InfoPath provides an abundance of features for building advanced presentation logic into forms applications. You can consume data from XML files, Web services, SharePoint libraries and lists, databases, and so on to pull in meaningful default values. You can change field values based on user selection through rules, include validation logic, add managed code for the most advanced customization requirements, and use Forms Service to make the form template accessible over the Web. In any case, the data from the form eventually reaches the information management logic as an XML document that conforms to a schema definition.

Working with XML or Metadata

You might wonder whether you should apply information management logic directly to the submitted XML document or instead use a parser that extracts the required information into metadata. SharePoint supports both approaches.

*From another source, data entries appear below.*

PR #944, opened 2015-05-11
Create an abstract hdfs client

Tarrasch:
Now clearer what client implements what. And we finally get rid of this weird
behaviour that the snakebite client inherits from HdfsClient.

This change kind of pushses for snakebite uses to start using the
snakebite_with_hadoopcli_fallback option, a many important file system
operations have not been ported to snakebite as of yet. But that's good, as that
configuration name better reflects what they actually use.

### DIFF
--- a/luigi/contrib/hdfs/abstract_client.py
+++ b/luigi/contrib/hdfs/abstract_client.py
@@ -1,0 +1,105 @@
+# -*- coding: utf-8 -*-
+#
+# Copyright 2012-2015 Spotify AB
+#
+# Licensed under the Apache License, Version 2.0 (the "License");
+# you may not use this file except in compliance with the License.
+# You may obtain a copy of the License at
+#
+# http://www.apache.org/licenses/LICENSE-2.0
+#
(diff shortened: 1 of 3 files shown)


erikbern:
Should we make an 1.1.2 release on Github and let it sit for a few days/weeks then push to PyPI soon?

Tarrasch:
Aha, you want to first put a release on GitHub and then push to PyPi? I never understood that. :)

I'm still doing some refactoring. I'm fine either way really, as long as I can keep making changes :)

erikbern:
I don't care, we don't have a well defined workflow. In the past I've made a release to both GH and PyPI simultaneously. When you release to PyPI you need to bump the version number in setup.py so I usually push that to GH right after.

erikbern:
Only thing I care about is we shouldn't push a bleeding edge version to GH. So either we slow down on pull requests or we push something that's a few weeks old

Tarrasch:
Push something a bit old then I think. :)

PR #950, opened 2015-05-13
Add Redis target support

pbamba:


erikbern:
@Tarrasch seems like tests have started failing a lot on Travis recently

erikbern:
otherwise looks good!

pbamba:
Thanks @erikbern, is there anything else I should do ?

Tarrasch:
@pbamba. Not really. I'll leave for long weekend now. So I won't be able to fix the travis build failures until then unfortunately. Sorry, it's usually always green :-/.

But if you want to track the build failure causes that would be awesome too ^^

Tarrasch:
Oh and yea, we can't merge this until the build failures (not caused by this PR) are fixed. :)

pbamba:
Thanks @Tarrasch, I'll take a look at the failures and see if I can help !

Tarrasch:
@pbamba nah I can fix it now I think. :)

Tarrasch:
Can you rebase on master and force push again?

pbamba:
@Tarrasch, it's done !

Tarrasch:
Cool! What about tests?

pbamba:
Should I add them through another pull request ?

Tarrasch:
I would much rather see them here if that's cool with you @pbamba :)

pbamba:
@Tarrasch, no problem, it's done ;)

Tarrasch:
Cool :). Will merge on Green

pbamba:
@Tarrasch, done ;)

Tarrasch:
Cool! (try to in the future to amend the commits so we don't get meaning less commits like "fix pep8 error")

Tarrasch:
Actually please do the amend and also move the test in `test/contrib/`. Is that ok?

pbamba:
yeah, sorry about that.

pbamba:
No problem, for the amend

Tarrasch:
Actually all 3 commits should be amended! I mean, adding tests should be part of the commit that adds the code itself.

pbamba:
Yeah, that's what I was planning to do

Tarrasch:
:+1:, will merge on Green

pbamba:
@Tarrasch , we should be good now. Thanks a lot for the feedback !

luigi/contrib/redis_store.py
```diff
@@ -0,0 +1,96 @@
...
+
+except ImportError:
+    logger.warning("Loading redis module without redis installed")
+
+
+class RedisTarget(luigi.Target):
+
+    """ Target for a resource in Redis."""
+
+    marker_prefix = luigi.configuration.get_config().get('redis',
```
Tarrasch: Whoups, didn't catch this until now, sorry. But you should use the new configuration system. See this [example](https://github.com/spotify/luigi/blob/b5ad3eba1501bdc25e91e98901bc781128f2d8a7/luigi/worker.py#L217)

luigi/contrib/redis_store.py
```diff
@@ -0,0 +1,96 @@
...
+
+import luigi
+
+logger = logging.getLogger('luigi-interface')
+
+try:
+    import redis
+
+except ImportError:
+    logger.warning("Loading redis module without redis installed")
```
Tarrasch: Is it ever sensible to do this? I would just remove the try-catch here. I think this causes more harm than good.

pbamba: I admit that it might not always be necessary, but I'm curious to know what harm could it cause ?

luigi/contrib/redis_store.py
pbamba: OK

luigi/contrib/redis_store.py
Tarrasch: Somebody who later studies this code and will think there is an actual reason for doing this. Does that make sense?

Tarrasch: It also silently defers the errors when importing `luigi.contrib.redis_store`

xcoderzach:
Just fyi, the test's class name is `ElasticsearchTargetTest` ;-)

Tarrasch:
Lol, nice catch @xcoderzach. This is what you get for breaking the DRY principle. Or that python allows more than one class per file. Hmm..

erikbern:
let's merge

Tarrasch:
@pbamba can you fix the configuration system thing so we can merge? :)

pbamba:
done @erikbern, @Tarrasch :)
(forgive me in advance if I forgot anything, it's pretty late here in France ha)

erikbern:
LGTM

Tarrasch:
It seems like you broke something in the build @pbamba :)

pbamba:
@Tarrasch , yeah I think removing the try / catch caused it. I've tried again but now the build sends back a " Failed connecting to remote scheduler 'localhost' " error :/

Tarrasch:
Oh ok, I guess it's an intermittent failure. Merging. :)

PR #1515, opened 2016-01-15
put temp file into temporary directory and make it relative

### LINKED ISSUE #1368: FTP RemoteTarget tries to create local temp file in root
luigi.contrib.ftp.RemoteTarget open('r') tries to create a local temporary file based on the remote file path with a random suffix but using the entire path of the remote file.

In my case, the remote file is in the root folder of the FTP server so it tries to create the same file locally with '-luigi-tmp-%09d' as a suffix.  Because I don't have write permission to my root folder it fails.

a86c6f7964:
fixes #1368

### DIFF
--- a/luigi/contrib/ftp.py
+++ b/luigi/contrib/ftp.py
@@ -29,6 +29,7 @@ import datetime
 import ftplib
 import os
 import random
+import tempfile
 import io
 
 import luigi
@@ -258,7 +259,8 @@ class RemoteTarget(luigi.target.FileSystemTarget):
             return self.format.pipe_writer(AtomicFtpFile(self._fs, self.path))
 
         elif mode == 'r':
-            self.__tmp_path = self.path + '-luigi-tmp-%09d' % random.randrange(0, 1e10)
+            temp_dir = os.path.join(tempfile.gettempdir(), 'luigi-contrib-ftp')
+            self.__tmp_path = temp_dir + '/' + self.path.lstrip('/') + '-luigi-tmp-%09d' % random.randrange(0, 1e10)
             # download file to local
             self._fs.get(self.path, self.__tmp_path)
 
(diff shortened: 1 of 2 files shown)


erikbern:
great. btw I have some ideas on how to refactor the temp file stuff, but will do separately

Tarrasch:
This definitely needs a test case documenting the behaviour. I'm intending to refactor and generalize  this eventually, and I don't want this to break then =)

a86c6f7964:
I assumed there is already a test case making sure that a file is written.

Tarrasch:
The purpose of the test would be to make sure that if the implementation change is reverted, the test fails.

a86c6f7964:
I fixed the existing test case to work, but it is an integration test with an ftp server (not my favorite). Then I added a line to make sure that the file can be opened and read properly. I do not think that the actual location that the file is put should be considered part of the test, but since the file is at an absolute location the test cannot pass since most machines do not let you write into /test/ directory location. (open to suggestions on a better way to test this)

erikbern:
Can you resolve the flake8 errors?
```
./luigi/contrib/ftp.py:118:30: E261 at least two spaces before inline comment
./luigi/contrib/ftp.py:124:24: E261 at least two spaces before inline comment
./test/_test_ftp.py:191:66: E261 at least two spaces before inline comment
```

a86c6f7964:
okay.

erikbern:
you put the space in the wrong place :) should be before the # not after :)

erikbern:
fyi you can run the tests locally by running `tox -e flake8`

a86c6f7964:
oops. sorry about that. thanks for the tip. they look good now.

erikbern:
thanks. will merge on travis!

PR #1517, opened 2016-01-17
Update configurations doc to reflect new configuration convention for workers

casey-green:
I have another PR (https://github.com/spotify/luigi/pull/1509) that creates the `[worker]` configuration section, figured I might as well move the rest of the configs in there.


Tarrasch:
Thanks!

PR #1522, opened 2016-01-23
Fix test: do not send an email if a task is external and retry-able

casey-green:
Fixes this test:

```python
@with_config(dict(worker=dict(retry_external_tasks='true')))
@email_patch
def test_external_task_retries(self, emails):
        """
        Test that we do not send error emails on the failures of external tasks
        """
        class A(luigi.ExternalTask):
            pass

        a = A()
        luigi.build([a], workers=2, local_scheduler=True)
        self.assertEqual(emails, [])
```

Developers are accustomed to working directly with XML documents, but metadata offers more flexibility.

To demonstrate this, I created a simple Web service that parses an XML document passed in from the Direct Reports form shown in Figure 4a. (The source code, setup files, and a readme.htm with step-by-step instructions can be found in the XMLParsingWebService folder in the accompanying download.) The Web service simply reads the manager's user ID from the XML document, splits the user ID into domain and user name parts, creates a message based on these parts, and then raises a generic exception to return and display the processed information in the form of a pseudo-error message in the InfoPath form. This is an easy way to pop up a dialog box in InfoPath after data has been submitted. The Web service works great, but if you change the underlying data source (for example, if you rename the OrgPerson element as Manager in DirectReports.xsd and update the InfoPath form with the new schema as outlined in the readme.htm file) the Web service fails. But this shouldn't be a surprise. The XML document is now different and the old XPath expression to access the user-id element is invalid. The OrgPerson and Manager schemas are almost identical, the InfoPath forms are identical, and the desired processing results are the same, but despite the differences being minimal, you still need to deploy and maintain duplicate Web services.

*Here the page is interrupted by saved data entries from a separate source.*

PR #1524, opened 2016-01-25
added copyright headers to some files

erikbern:


Tarrasch:
Shouldn't it be 2016? :)

What ever. Looks fine to merge to me.

erikbern:
not sure if we should update all the other files too

Tarrasch:
I think the commit message "2015-2016" is too confusing to make this PR merge-able. Can you squash the commits instead?

erikbern:
just did it

but i really think we should be more lax about rebasing. it's not that big of a deal

Tarrasch:
Thanks for doing it. :)

It's a difficult topic with many pros and cons. I really just wished GitHub would let me squash commits in the web UI in a convenient quick way ...

PR #1525, opened 2016-01-25
Rebase SparkSubmitTask onto ExternalProgramTask

ehdr:
As a continuation of #1520, this is an example of how `SparkSubmitTask` could be "rebased" onto `ExternalProgramTask`, since most of the code is shared between them. Not sure if this is a good way to go?

The public interface of `SparkSubmitTask` remains as-is.

However, there will be subtle changes to the output to `stdout` and logs (e.g. 'Program failed[...]' with this patch vs. 'Spark job failed[...]' before). Also it will raise a `ExternalProgramRunError` on execution errors instead of a `SparkJobError` as before. Is this considered acceptable deviations from backwards compatibility?

~~Finally, it will now log `stdout` and `stderr` whenever it's (and only when it's) non-empty, even if the process exits successfully (return code 0). Previously, `stderr` was only logged if the return code was non-zero.~~ [changed back to preserve the old behavior in a [later commit](https://github.com/ehdr/luigi/commit/a0417c64fd5da4faa3ad6c2eb7cada47a6711acd#diff-7245b212453781765bd8571c3cc95fc2R53), thanks to comment from @deuxpi]

### DIFF
--- a/luigi/contrib/spark.py
+++ b/luigi/contrib/spark.py
@@ -17,8 +17,6 @@
 
 import logging
 import os
-import signal
-import subprocess
 import sys
 import tempfile
 import shutil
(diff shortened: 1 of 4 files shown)


deuxpi:
The `stdout` from a Spark job can be terribly verbose, so it's nice to have that silences in the case where there were no errors. I personally would like that behavior to stay available somehow, even if I have to add a flag parameter to each of our task classes.

luigi/contrib/spark.py
```diff
@@ -189,12 +146,18 @@ def hadoop_conf_dir(self):
         return configuration.get_config().get("spark", "hadoop-conf-dir", None)
 
     def get_environment(self):
-        env = os.environ.copy()
+        env = super(SparkSubmitTask, self).program_environment()
```
erikbern: not a big fan of calling methods on the parent class. should only be doable for constructors

ehdr:
@deuxpi Good idea. But [`stdout` was always logged](https://github.com/spotify/luigi/pull/1525/files#diff-7245b212453781765bd8571c3cc95fc2L241) even before this patch, so that does not change. The only change is for `stderr`.

It could be a nice new feature though, to add an option to turn it off?

luigi/contrib/spark.py
ehdr: Sure! It's just doing `os.environ.copy()` anyway. I'll change it.

deuxpi:
@ehdr Ack! Sorry, I meant `stderr`. An option would be great, I remember at least one time where I was actually interested by the output of Spark, but most of the time I'm clearly not.

Tarrasch:
> However, there will be subtle changes to the output to stdout and logs (e.g. 'Program failed[...]' with this patch vs. 'Spark job failed[...]' before). Also it will raise a ExternalProgramRunError on execution errors instead of a SparkJobError as before. Is this considered acceptable deviations from backwards compatibility?

Yes I think this is acceptable. :)

Tarrasch:
I like this patch. I'm +1 the idea. @ehdr, When you think you've fixed all the comments from this  PR, let us know and we'll merge.

ehdr:
I think I got everything now @Tarrasch @deuxpi @erikbern. Not super elegant... but please comment! :)

Tarrasch:
Great! All improvements are welcome and most code in this code base is not really elegant ^^

PR #1527, opened 2016-01-27
Add RedshiftUnloadTask class

chenzhan:
To export data from Redshift to s3. This is normally done by calling
a SQL command "UNLOAD". However it requires s3 credentials and some
other parameters. This class serves as a template for these tasks.

First commit here :-)
Thanks!


Tarrasch:
Thanks @chenzhan! I'm happy to welcome your first commit! There seems to be some styling issues that Travis doesn't like about your code. See [this](https://github.com/spotify/luigi/blob/master/CONTRIBUTING.rst#running-the-tests) for how to test things locally. And you also need to add tests to your code. Others might later come and "improve" the code and we don't want any breaking behaviour to go unnoticed. :)

ramnathmedikonda:
One quick follow up question with regards to RedshiftUnloadTask class which I overlooked initially.

Any specific reason why the output is a RedshiftTarget. I guess it should be S3Target instead, right? Because as per my understanding, Luigi checks for the target in output before it runs the task and in this case it should be a S3Target.

Please correct me if I am wrong.

chenzhan:
As I understand it, output in Luigi is really the "target" of your operation. In this case (UNLOAD to s3), there are actually two targets: Redshift (the target for your query) and S3 (the target for your data). However, I chose to use Redshift as the output because it is what you would interact with (run a query), while you don't interact S3 at all.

This is not a good approach if you want to minimize the footprint of custom code on your application servers. In contrast, mapping the XML nodes to metadata fields and performing the processing based on the metadata allows you to use the same workflows and information management logic for similar data structures even though the XML schemas are different. You just need to make sure that the child element maps to the correct metadata field and that the data format meets the processing requirements—then you can reuse the existing code.

Mapping XML nodes to metadata fields is similar to binding XML nodes to UI controls in an InfoPath form, as shown in Figure 5. In SharePoint, metadata fields correspond to columns defined at the site or list level and referenced in content type definitions. Content types define the characteristics of content items, such as metadata fields, workflows, and forms. To keep the metadata fields of a content type synchronized with the corresponding nodes in the associated XML document, SharePoint relies on a built-in XML parser that performs property promotion and demotion. During property promotion, the XML parser extracts node values from an XML document into corresponding columns on the document library. Property demotion refers to the reverse process in which column values are taken from the document library and written back into the document. The most important point is that the XML parser keeps the metadata fields and mapped XML nodes synchronized.

Figure 5 XML Schema mappings between InfoPath and SharePoint

Figure 5** XML Schema mappings between InfoPath and SharePoint **(Click the image for a larger view)

When you use the SharePoint object model, your Web Parts, workflows, and information management logic can work with metadata fields as well as the underlying XML documents. Changing the value of a mapped metadata field changes the node value in the XML document, and vice versa. Yet, working directly with the XML document tightly couples the business logic with the XML schema. Mapped metadata fields, on the other hand, increase the reusability of code. Obviously, you need to decide which approach is right for your environment, but for the most part SharePoint solutions that rely on metadata fields provide more flexibility and more opportunity for code reuse.

To illustrate how SharePoint associates XML nodes with metadata fields, I included a SharePoint feature in the companion material to provision a custom document library (see the OrgPersonContentType.xml file located in the OrgPersonLib folder in the accompanying download). The OrgPerson content type references four fields: UserID, FullName, EMail, and Direct_x0020_Reports. FullName and EMail are built-in fields. UserID and Direct_x0020_Reports are custom fields defined in OrgPersonSiteColumns.xml.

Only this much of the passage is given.